AVG Rescue CD GNU/Linux is a free product of AVG Technologies and there is no explicit support for it. Fortunately you can use a free forum provided by AVG Technologies for their free products. You can report your bugs, problems and questions there. There is no guarantee for a quick reply or bug fix from AVG's side, but, hopefully the community of free users will be able to provide you with a quick and an accurate response. The forum for the rescue CD is accessible here.
After booting from the CD, you will be asked to accept the End User License Agreement (EULA).
Note: you can run the entire process remotely, if you wish, using
Secure Shell (SSH) from
another system, if you follow the steps further down in this document for
resetting the root password and starting the process from a
shell prompt
using the arl command.
After you accede to the license agreement, the Microsoft Windows partitions on the hard drive in the system will be mounted.
After the Windows partitions are mounted, you will be asked whether you want to update the software. Accept the default option of "yes" by hitting Enter, which will get you the latest antivirus definitions.
Note: you can maneuver through options you will see presented to you by using the cursor keys on the keyboard.
You will then be prompted as to the type of update to perform. You have the following choices:
| Online | Update from the Internet. |
| Offline | Update from directory. |
| Download | Download update files from the Internet. |
You can just hit Enter to get the latest updates, if the system has an active Internet connection.
You will next be prompted as to whether you want a "Virus database update", "Program update", or "Optional update." The default option is "Virus database update", which will include the other updates, so you can just hit Enter to accept the default option.
When the update is completed, you will be prompted to hit Enter to continue.
You will then be presented with the AVG Rescue CD main menu. You can just hit Enter, if you wish to start scanning the system.
If you wish to see the version of ARL, you can select "About".
The "Utilities" option shows the following utitlities list.
| File Manager | Midnight Commander. |
| Registry Editor | Windows registry editor. |
| Ping | Ping utility. |
| TestDisk | Disk data recovery utility. |
| PhotoRec | Recover deleted files. |
| Links | Text WWW browser. |
When you are ready to scan the system and have selected the "Scan" option, you will be asked whether you wish to scan volumes or a directory. If you wish to scan the entire hard drive where Microsoft Windows is located, just hit Enter with the default selection of "Volumes".
You will then see a "Scan Volumes" menu with all volumes selected. The
hard drive partitions will be in the form /mnt/sda1,
mnt/sda2, /mnt/hda1, etc. depending on how many
partitions
are on the hard drive and the type of drive. I would suggest deselecting the
one that has "iso9660" in the description as that is the CD itself, which
you normally should not have to concern yourself about. You can deslect it
by using the downard pointing arrow key on the keyboard to navigate to it
and then hit the space bar to deselect it. You can then hit
Enter to proceed.
You will then be able to select various scan options.
The following options are available with those marked with an asterisk chosen by default.
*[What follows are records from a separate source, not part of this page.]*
Issue #1237, opened 2025-08-21
Motion Planning failing for SO100 arm


cmcgartoll:
Hi @StoneT2000!

Been looking to try out some SO100 training with Maniskill. Wanted to help contribute and setup the MotionPlanner + Teleop scripts for SO100 because it's helpful for me when checking out envs and simple interactions.

I was able to get it setup in my [fork](https://github.com/cmcgartoll/ManiSkill/tree/teleop-so100), and it works for some paths, but fails for a lot, especially ones involving rotation around the base motor. I tried motion planning with screw, RRTConnect, and RRTStar.

Here's an example of the working teleop:

https://github.com/user-attachments/assets/4ebc9c27-a944-4698-ac1c-7a377f175d71

Example error logs thrown by mplib for RRTConnect:
```
IK Failed! Distance 0.001396 is greater than threshold 0.001000.
Plan failed
IK Failed! Distance 0.002209 is greater than threshold 0.001000.
Plan failed
IK Failed! Distance 0.002745 is greater than threshold 0.001000.
Plan failed
IK Failed! Distance 0.002731 is greater than threshold 0.001000.
Plan failed
IK Failed! Distance 0.002099 is greater than threshold 0.001000.
Plan failed
IK Failed! Distance 0.001104 is greater than threshold 0.001000.
Plan failed
IK Failed! Distance 0.001031 is greater than threshold 0.001000.
Plan failed
IK Failed! Distance 0.001016 is greater than threshold 0.001000.
Plan failed
```

I was wondering if you've run into similar issues with mplib (or the SO100 in Maniskill) and if you know of any solutions to improve the motion planning! Thank you!

Jimntu:
Same issue, meet IK failed for so100 arm, looking forward to the answer!

chenyenru:
Hi! Could you print and visualize the new_pose here? https://github.com/haosulab/MPlib/blob/main/mplib/planner.py#L305C21-L305C25

It would help to compare both succeeding and failing cases (determined by whether min_dist<1e9) and see for the succeeding cases whether it was the quaternion that went really off (which will verify your hypothesis).

cmcgartoll:
Hi @chenyenru! Thanks for reaching out to help. Just ran a test and see some interesting behavior. 

[...]

PR #1247, opened 2025-08-28
[Feature]: Push Cube functionality for so100 and xarm6

cmcgartoll:
This PR is built from recommendation from @chenyenru in issue https://github.com/haosulab/ManiSkill/issues/1237 to work on motionplanning solutions for so100.

PR contains following:
- Updated mani_skill/envs/tasks/tabletop/push_cube.py to handle multiple arm configs
- Added PushCube mp solution for so100 [Example video](https://github.com/user-attachments/assets/7e36c338-210e-43af-9ac4-b9ad84db10b9)
- Tweaked PushCube mp solution for xarm6 to prevent it from hitting table [Example video](https://github.com/user-attachments/assets/a93174cd-f3e4-4b34-8a50-317217137363)

### DIFF
--- a/mani_skill/envs/tasks/tabletop/push_cube.py
+++ b/mani_skill/envs/tasks/tabletop/push_cube.py
@@ -73,6 +73,7 @@ class PushCubeEnv(BaseEnv):
         else:
             cfg = PUSH_CUBE_CONFIGS["panda"]
         self.goal_radius = cfg["goal_radius"]
+        self.goal_distance = cfg["goal_distance"]
         self.cube_half_size = cfg["cube_half_size"]
         self.cube_spawn_center = cfg["cube_spawn_center"]
         self.cube_spawn_half_size = cfg["cube_spawn_half_size"]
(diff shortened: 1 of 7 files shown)


StoneT2000:
Thank you for the efforts!

Unfortunately I'm not sure if I can accept the PR. PushCube is meant to be kept as simple as possible since it's also used as a tutorial environment to guide users on how to make custom environments.

PickCube is kept more complex since that environment is also used to test the manipulation stability of a manipulation robot.

cmcgartoll:
Thanks! Yeah makes sense since it is the example script. 

Just a thought, could we maybe change the current example push_cube.py script into a push_cube_example.py script (since it's the only example), and then have a standard push_cube.py script without all the comments + with multi-robot config capabilities? 

Or, alternatively register my changes as a PushCube-v2 env and leave the current v1 setup as is? 

It'd be nice to have that ability to use SO100/many other robots in the push_cube env. Just some thoughts and would be interested to hear what you think, thanks!

StoneT2000:
I think a config system warrants some necessity to keep more consistency between environments. A well designed config system is difficult, the one used for pick cube is really very specific for testing and not a good design.

ManiSkill doesn't intend to force a particular configuration system that you have to use to modify an environment. Everyone has their own preferences on what works best for them. For now if you really want to use such a config system I recommend you make these environments in your own repository.

If you do make a nice config system interface for working with all the maniskill envs that involves less python code and more config files (similar to isaac lab manager system) that would be pretty cool! Happy to link to your repo in that case in our docs.

cmcgartoll:
I'll check out Isaac Lab's manager system, and explore an improved config system. Thanks!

| [*] | arc | Scan inside archives. |
| [ ] | pdw | Report password protected files. Use with --arc |
| [ ] | arcbombsw | Report archive bombs. Use with --arc. |
| [*] | heur | Use heuristics for scanning. |
| [*] | pup | Scan for potentially unwanted programs. |
| [*] | pup2 | Scan for enhanced set of Potentially Undwanted Programs. |
| [ ] | coo | Scan cookies. |
| [ ] | hidext | Recognize hidden extensions. |
| [ ] | macrow | Report documents with macros. |
The scanner will not be able to scan password protected files, such
as password protected zip files. You can check the pdw option,
if you want a list of such password protected files included in the scan
results. You can select and deselect options using the space bar.
Hit Enter to start the scan when you have selected the options you want or to accept the default options.
When the scan is completed, you will see a list of the infections found, similar to the following.
When you hit Enter, you will see a scan result menu. You can choose to display the report file, handle each infected file separately, hangle single or group of infected files, rename all infected files, or delete all infected files.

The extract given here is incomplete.